• _Exercise directions_
Where a line below includes the word "except", copy that line.

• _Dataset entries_
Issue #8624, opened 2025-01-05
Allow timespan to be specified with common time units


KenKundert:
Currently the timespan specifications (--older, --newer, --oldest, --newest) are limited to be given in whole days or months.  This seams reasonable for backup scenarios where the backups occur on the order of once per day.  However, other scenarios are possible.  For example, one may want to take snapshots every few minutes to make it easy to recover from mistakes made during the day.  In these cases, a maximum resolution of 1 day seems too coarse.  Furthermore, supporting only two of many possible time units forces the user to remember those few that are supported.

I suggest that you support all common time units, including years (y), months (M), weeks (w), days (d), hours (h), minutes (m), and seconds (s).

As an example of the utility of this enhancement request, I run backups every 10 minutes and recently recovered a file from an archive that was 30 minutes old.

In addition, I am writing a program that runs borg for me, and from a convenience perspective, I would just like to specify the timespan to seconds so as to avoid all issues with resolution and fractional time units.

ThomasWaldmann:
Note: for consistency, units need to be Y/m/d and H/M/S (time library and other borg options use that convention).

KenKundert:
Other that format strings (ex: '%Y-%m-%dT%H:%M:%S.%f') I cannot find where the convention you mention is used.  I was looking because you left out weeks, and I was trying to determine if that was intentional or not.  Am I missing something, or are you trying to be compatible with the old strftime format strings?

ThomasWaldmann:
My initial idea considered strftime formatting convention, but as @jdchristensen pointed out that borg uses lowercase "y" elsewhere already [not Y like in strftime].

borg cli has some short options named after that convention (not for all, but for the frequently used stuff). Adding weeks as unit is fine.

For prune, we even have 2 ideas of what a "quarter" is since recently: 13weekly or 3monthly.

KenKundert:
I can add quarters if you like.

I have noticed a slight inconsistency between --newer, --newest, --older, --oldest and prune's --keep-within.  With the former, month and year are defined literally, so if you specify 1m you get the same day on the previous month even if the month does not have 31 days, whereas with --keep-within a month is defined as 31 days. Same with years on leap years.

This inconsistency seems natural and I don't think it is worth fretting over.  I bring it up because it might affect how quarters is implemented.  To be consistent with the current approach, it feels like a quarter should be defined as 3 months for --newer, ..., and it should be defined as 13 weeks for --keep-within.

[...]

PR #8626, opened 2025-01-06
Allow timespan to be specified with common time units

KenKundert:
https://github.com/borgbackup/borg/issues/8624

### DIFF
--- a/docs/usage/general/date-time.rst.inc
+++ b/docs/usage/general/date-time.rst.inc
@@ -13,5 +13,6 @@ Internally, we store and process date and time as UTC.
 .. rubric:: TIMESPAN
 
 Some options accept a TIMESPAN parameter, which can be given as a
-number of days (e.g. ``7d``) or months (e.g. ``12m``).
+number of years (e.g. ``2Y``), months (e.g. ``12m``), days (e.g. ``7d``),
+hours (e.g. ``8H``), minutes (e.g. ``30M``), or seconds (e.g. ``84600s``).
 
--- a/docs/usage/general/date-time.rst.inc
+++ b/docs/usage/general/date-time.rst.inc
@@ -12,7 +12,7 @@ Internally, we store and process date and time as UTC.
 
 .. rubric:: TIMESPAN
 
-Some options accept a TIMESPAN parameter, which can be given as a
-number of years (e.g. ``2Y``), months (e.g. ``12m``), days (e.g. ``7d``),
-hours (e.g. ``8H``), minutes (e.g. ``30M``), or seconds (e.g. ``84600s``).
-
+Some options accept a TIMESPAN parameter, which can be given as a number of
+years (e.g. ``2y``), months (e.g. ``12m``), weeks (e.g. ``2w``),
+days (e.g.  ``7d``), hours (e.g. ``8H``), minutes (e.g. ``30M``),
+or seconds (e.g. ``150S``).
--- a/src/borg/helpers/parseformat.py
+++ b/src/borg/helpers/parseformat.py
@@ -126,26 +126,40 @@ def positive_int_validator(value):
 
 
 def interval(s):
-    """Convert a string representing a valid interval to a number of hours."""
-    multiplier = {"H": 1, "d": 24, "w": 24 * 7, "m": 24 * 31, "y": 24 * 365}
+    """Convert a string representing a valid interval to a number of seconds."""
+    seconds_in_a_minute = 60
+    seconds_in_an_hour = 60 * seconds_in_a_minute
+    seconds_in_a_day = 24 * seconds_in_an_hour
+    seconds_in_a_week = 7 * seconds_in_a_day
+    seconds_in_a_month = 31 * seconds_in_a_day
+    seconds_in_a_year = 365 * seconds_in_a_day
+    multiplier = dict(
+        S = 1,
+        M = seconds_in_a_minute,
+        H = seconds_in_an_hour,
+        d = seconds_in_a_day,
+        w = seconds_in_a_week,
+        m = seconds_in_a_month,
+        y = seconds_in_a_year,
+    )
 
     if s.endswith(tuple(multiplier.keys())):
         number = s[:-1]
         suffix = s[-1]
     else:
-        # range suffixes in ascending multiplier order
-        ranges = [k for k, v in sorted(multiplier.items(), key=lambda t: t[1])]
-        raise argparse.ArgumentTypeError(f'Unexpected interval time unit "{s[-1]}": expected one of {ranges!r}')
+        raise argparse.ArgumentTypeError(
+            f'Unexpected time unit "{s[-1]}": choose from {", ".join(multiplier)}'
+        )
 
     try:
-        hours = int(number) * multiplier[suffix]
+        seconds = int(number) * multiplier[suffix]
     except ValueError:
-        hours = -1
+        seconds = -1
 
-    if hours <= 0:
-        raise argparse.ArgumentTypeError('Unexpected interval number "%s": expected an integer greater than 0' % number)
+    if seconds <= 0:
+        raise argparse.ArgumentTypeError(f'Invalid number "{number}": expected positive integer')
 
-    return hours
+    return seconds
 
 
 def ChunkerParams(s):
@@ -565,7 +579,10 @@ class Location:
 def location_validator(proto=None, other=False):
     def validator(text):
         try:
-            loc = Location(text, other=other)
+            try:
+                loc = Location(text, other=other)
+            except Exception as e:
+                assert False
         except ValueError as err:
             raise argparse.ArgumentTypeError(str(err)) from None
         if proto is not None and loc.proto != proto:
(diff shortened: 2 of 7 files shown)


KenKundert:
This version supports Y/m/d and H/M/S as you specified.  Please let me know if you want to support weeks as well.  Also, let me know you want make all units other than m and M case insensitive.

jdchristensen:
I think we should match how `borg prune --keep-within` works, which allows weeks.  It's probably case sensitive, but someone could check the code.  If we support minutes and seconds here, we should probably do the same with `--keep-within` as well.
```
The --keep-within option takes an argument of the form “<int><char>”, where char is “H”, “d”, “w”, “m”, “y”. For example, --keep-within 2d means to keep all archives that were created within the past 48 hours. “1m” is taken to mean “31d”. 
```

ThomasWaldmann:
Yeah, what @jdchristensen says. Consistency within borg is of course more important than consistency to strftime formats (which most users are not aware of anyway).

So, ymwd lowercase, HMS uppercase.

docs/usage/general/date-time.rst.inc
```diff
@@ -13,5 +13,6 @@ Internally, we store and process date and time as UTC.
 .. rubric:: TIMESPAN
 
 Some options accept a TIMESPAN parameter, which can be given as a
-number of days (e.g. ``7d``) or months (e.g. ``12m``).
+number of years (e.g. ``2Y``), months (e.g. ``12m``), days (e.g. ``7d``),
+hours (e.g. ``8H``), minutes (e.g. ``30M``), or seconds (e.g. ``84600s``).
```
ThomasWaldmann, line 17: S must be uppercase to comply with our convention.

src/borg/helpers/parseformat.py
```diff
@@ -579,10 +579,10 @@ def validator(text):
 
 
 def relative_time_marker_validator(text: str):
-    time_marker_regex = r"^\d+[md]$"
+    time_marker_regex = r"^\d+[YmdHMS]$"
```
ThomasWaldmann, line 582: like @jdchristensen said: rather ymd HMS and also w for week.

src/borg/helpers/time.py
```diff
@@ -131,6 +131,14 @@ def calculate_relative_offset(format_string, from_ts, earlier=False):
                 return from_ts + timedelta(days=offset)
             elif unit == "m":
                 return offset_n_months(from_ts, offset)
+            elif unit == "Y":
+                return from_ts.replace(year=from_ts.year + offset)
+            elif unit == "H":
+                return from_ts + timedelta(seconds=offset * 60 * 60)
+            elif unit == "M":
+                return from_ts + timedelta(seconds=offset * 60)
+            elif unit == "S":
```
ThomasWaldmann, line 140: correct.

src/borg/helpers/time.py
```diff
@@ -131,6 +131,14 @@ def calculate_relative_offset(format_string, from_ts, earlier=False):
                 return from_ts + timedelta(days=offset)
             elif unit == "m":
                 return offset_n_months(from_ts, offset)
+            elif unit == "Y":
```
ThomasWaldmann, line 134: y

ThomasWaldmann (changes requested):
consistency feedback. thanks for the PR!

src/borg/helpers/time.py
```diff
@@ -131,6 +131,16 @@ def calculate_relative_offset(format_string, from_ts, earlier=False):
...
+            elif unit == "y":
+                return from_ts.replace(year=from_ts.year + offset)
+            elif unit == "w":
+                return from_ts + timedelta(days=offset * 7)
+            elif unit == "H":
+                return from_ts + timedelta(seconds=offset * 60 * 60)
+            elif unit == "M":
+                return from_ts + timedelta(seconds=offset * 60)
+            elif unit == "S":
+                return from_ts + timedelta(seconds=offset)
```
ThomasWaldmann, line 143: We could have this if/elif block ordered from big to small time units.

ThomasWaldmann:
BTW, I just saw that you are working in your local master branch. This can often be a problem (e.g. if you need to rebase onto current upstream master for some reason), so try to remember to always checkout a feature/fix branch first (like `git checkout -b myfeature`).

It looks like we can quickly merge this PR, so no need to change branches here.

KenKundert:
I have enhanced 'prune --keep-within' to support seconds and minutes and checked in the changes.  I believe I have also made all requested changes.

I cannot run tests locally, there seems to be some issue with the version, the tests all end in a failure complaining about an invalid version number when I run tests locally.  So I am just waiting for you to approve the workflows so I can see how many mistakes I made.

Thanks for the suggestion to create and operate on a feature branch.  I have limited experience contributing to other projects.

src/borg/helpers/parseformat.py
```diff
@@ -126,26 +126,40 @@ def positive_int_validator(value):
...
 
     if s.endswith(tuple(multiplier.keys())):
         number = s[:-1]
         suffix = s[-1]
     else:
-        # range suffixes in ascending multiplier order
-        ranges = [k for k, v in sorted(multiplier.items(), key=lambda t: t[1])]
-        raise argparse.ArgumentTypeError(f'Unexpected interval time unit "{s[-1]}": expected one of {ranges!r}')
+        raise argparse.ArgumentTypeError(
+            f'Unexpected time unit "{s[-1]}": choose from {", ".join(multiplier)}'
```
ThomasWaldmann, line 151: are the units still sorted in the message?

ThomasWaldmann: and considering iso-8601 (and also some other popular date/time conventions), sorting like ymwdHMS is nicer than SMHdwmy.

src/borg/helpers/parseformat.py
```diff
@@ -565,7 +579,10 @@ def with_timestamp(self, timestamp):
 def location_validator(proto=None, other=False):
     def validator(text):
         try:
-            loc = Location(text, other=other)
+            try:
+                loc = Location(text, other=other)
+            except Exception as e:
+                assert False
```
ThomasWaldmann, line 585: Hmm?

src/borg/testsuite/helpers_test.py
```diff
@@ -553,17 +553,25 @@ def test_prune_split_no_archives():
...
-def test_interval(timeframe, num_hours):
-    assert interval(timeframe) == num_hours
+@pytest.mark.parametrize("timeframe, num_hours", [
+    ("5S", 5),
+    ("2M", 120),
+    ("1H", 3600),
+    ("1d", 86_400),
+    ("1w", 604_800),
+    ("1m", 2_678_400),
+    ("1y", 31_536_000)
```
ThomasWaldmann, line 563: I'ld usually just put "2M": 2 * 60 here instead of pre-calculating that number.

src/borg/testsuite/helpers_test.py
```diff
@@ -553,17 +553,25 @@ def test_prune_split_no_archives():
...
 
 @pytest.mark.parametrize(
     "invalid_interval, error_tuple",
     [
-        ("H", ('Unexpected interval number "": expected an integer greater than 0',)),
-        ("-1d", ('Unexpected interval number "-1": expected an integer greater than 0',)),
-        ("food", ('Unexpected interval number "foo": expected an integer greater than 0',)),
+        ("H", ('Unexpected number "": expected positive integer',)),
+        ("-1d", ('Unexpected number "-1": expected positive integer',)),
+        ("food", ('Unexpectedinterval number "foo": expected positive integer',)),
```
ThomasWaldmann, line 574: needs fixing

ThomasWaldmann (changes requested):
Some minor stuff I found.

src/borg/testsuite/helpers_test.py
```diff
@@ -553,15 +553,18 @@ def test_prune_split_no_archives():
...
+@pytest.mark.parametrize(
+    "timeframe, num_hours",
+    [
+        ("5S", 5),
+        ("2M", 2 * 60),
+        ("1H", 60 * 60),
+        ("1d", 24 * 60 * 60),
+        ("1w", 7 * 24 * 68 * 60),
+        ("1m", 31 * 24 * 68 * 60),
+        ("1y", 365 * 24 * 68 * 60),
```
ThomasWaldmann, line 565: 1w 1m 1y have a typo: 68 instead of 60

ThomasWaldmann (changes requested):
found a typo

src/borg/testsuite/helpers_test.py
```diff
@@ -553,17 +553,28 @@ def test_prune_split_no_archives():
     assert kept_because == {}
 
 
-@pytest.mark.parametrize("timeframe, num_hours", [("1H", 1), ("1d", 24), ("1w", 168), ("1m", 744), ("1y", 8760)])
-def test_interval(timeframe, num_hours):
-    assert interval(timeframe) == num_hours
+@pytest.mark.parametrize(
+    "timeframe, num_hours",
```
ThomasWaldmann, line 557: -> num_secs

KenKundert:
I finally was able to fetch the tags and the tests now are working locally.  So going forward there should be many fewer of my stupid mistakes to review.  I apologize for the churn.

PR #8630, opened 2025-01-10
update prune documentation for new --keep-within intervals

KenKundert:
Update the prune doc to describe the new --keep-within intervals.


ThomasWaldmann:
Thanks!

• _Response area_
     except ValueError:
+            except Exception as e:
         except ValueError as err:
+            except Exception as e:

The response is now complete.